Park Han-sol reports on Korea's financial regulators, along with fintech and insurance. She previously wrote about the art world, from biennales and exhibitions to fairs and auctions, with a focus on Seoul and the figures shaping the scene. Before joining The Korea Times, she spent a year at ABC News' Seoul bureau, contributing to coverage of major Asia-Pacific events.
Baekje Kingdom's iconic incense burner gets its own museum hall

The Buyeo National Museum in South Chungcheong Province unveils a new three-story building devoted solely to the Great Gilt-bronze Incense Burner of Baekje, a state-designated National Treasure. Courtesy of Buyeo National Museum
BUYEO, South Chungcheong Province — In 1993, at an old temple site in Buyeo, archaeologists uncovered an unexpected marvel during the construction of a parking lot: a gilt-bronze incense burner from the Baekje Kingdom (18 BC–660 AD), buried beneath more than a thousand years of accumulated soil.
Preserved in astonishingly pristine condition, the sixth-century relic startled excavators not only with its size — standing 62.3 centimeters tall — but also with the precision of its craftsmanship, enough for the state to designate it a National Treasure just three years later.
Three decades after its chance discovery, the iconic burner now glows in its own sanctuary at the Buyeo National Museum, where a three-story hall was built solely to house this masterpiece.

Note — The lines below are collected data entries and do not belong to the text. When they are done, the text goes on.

PR #56, opened 2021-12-05
Student and Recruiter functions to check the role of a user

guyy13:
Student app:
Added a function to check if a user is a Student.

Recruiter app:
Added a function to check if a user is a Recruiter.

### DIFF
--- a/recruiter/models.py
+++ b/recruiter/models.py
@@ -35,3 +35,10 @@ class Recruiter(models.Model):
 
     def __str__(self):
         return f'{self.name}'
+
+    @classmethod
+    def is_recruiter(cls, auth_user_id):
+        """
+        For checking if a currently logged in user is a Recruiter
+        """
+        return cls.objects.filter(user_id=auth_user_id).exists()
--- a/student/models.py
+++ b/student/models.py
@@ -58,3 +58,10 @@ class Student(models.Model):
         For recruiters to use when they want to view students according to their graduation year.
         """
         return cls.objects.filter(graduation_date__year__gte=year)
+
+    @classmethod
+    def is_student(cls, auth_user_id):
+        """
+        For checking if a currently logged in user is a Student
+        """
+        return cls.objects.filter(user_id=auth_user_id).exists()
--- a/recruiter/tests.py
+++ b/recruiter/tests.py
@@ -42,3 +42,11 @@ def test_get_all_recruiters_of_a_specified_company_returns_all_recruiters_as_a_q
         (example_recruiter.user.id, example_recruiter.name, example_recruiter.company.id, example_recruiter.email,
          example_recruiter.phone_number),
     ]
+
+
+@pytest.mark.django_db
+def test_if_user_is_a_recruiter_returns_true_if_the_auth_user_is_associated_with_a_recruiter_account(example_recruiter):
+    example_user_not_recruiter = User.objects.create_user("notrecruiter", "password")
+    example_user_not_recruiter.save()
+    assert Recruiter.is_recruiter(example_user_not_recruiter.id) is False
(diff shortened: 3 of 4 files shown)


yaelerdr (approved):
Looks good

eldaraharonson (approved):

YarinBou (approved):

benmenachem (approved):

recruiter/models.py
```diff
@@ -35,3 +35,13 @@ class Recruiter(models.Model):
 
     def __str__(self):
         return f'{self.name}'
+
+    @classmethod
+    def is_recruiter(cls, auth_user_id):
+        """
+        For checking if a currently logged in user is a Recruiter
+        """
+        user = cls.objects.filter(user_id=auth_user_id)
```
guy9050: blank line between docstring and the code

recruiter/models.py
```diff
@@ -35,3 +35,13 @@ class Recruiter(models.Model):
...
+        if user:
+            return True
+        return False
```
guy9050: I don't understand this check - if it's a user than it's necessarily a recruiter?

student/models.py
```diff
@@ -58,3 +58,13 @@ def get_students_that_graduate_after_specified_year(cls, year):
...
         """
         return cls.objects.filter(graduation_date__year__gte=year)
+
+    @classmethod
+    def is_student(cls, auth_user_id):
+        """
+        For checking if a currently logged in user is a Student
+        """
+        user = cls.objects.filter(user_id=auth_user_id)
+        if user:
```
guy9050: see previous 2 comments

guy9050:
Please squash the commits

recruiter/models.py
guyy13: Will fix

recruiter/models.py
guyy13: @guy9050 
I'm checking if there exists a Recruiter with a PK that matches the given auth user id.
If a Recruiter that matches the search is found it will be stored in the "user" QuerySet.
The statement `if user` checks if the QuerySet is empty, if we go into the if statement it means that it isn't empty, meaning there's a recruiter that matched the search. Otherwise, the query set is empty and we return false.

You can think of the `if user` statement as `if (! user.isEmpty())`

recruiter/models.py
guyy13: Umm I don't think there's a blank line it just looks like that (you can see the line numbers)

guyy13:
> Please squash the commits

I really thought separating it into two commits makes sense here, can you please explain why it should be one commit?

guyy13:
Also, I'll work on fixing the conflicts

guyy13:
Fixed conflicts, squashed the commits, and added comments to the functions to better explain them.

recruiter/models.py
guyy13: I added comments to the functions, hopefully it's clear now

recruiter/models.py
```diff
@@ -35,3 +35,14 @@ class Recruiter(models.Model):
...
+    @classmethod
+    def is_recruiter(cls, auth_user_id):
+        """
+        For checking if a currently logged in user is a Recruiter
+        """
+        # Get the Recruiter instance associated with the given authentication user
+        associated_recruiter_instance = cls.objects.filter(user_id=auth_user_id)
+        if associated_recruiter_instance:  # If true, a matching Recruiter was found
+            return True
+        return False
```
guy9050: I think you can combine these 4 lines into 1 - `return cls.objects.filter(user_id=auth_user_id).exists()`

guyy13: Thanks! done.

guy9050 (approved):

The Great Gilt-bronze Incense Burner of Baekje, believed to have been produced between the sixth and seventh centuries, is on display at the newly opening Baekje Great Incense Burner Hall of the Buyeo National Museum, Monday. Korea Times photo by Park Han-sol
Fashioned through sophisticated lost-wax casting and mercury amalgam gilding, the incense burner contains an entire microcosm shaped by Taoist and Buddhist ideals. Across its surface rise jagged mountain ridges and winding waterfalls; lotus blossoms emerge amid the terrain, while Chinese phoenixes, dragons, tigers and crocodiles roam among heavenly musicians and deities.
Twelve small apertures are drilled into the vessel, some allowing incense smoke to escape outward, others drawing air inward to sustain the flame.
Previously, this treasure greeted visitors alongside other artifacts in the Buyeo National Museum’s collection. Now, however, it commands a space of its own as the museum unveils the Baekje Great Incense Burner Hall — Korea’s first permanent architectural home dedicated to a single artifact — after three years of construction.
“This is a truly special space created for just one object: the Great Gilt-bronze Incense Burner of Baekje,” said Shin Young-ho, the museum’s director, during a press preview held a day before its official opening.
The Baekje Great Incense Burner Hall at the Buyeo National Museum is the first in Korea to give a single artifact its own permanent architectural home. Courtesy of Buyeo National Museum
Inside the hall, the incense burner is presented within a darkened chamber that invites a fully multisensory encounter.
The surrounding walls, finished in compacted earth, are embossed with reliefs of the mythical creatures and deities featured on the artifact’s surface. A faint fragrance — reinterpreting ancient aromatics through contemporary perfumery — lingers in the air. Echoing throughout the room is an original musical composition inspired by the five musicians perched atop the burner’s lid: the double-reed pipe, vertical flute, three-string lute, drum and zither.
Beyond this contemplative chamber, additional galleries offer more hands-on forms of engagement. High-resolution videos bring rarely seen details into close view, while elsewhere, visitors can smell incense once likely burned in the vessel, including agarwood and frankincense. Metal replicas are also available to touch.
Two gilt-bronze pensive, or "thinking," Bodhisattva statues from the sixth and seventh centuries are displayed within the National Museum of Korea's "Room of Quiet Contemplation" in Seoul in this 2021 file photo. Yonhap
The opening of the Baekje Great Incense Burner Hall aligns with a growing trend in Korean museums toward exhibitions that place just one or two signature artifacts in a dedicated space. Breaking decisively from conventional display strategies, these presentations are designed to allow visitors to encounter a single object in solitary contemplation.
This approach was popularized by the National Museum of Korea’s “Room of Quiet Contemplation,” which opened in 2021. Displaying only two gilt-bronze pensive, or “thinking,” Bodhisattva statues, the space has drawn over three million visitors to date and has become a new emblem of the state-run museum.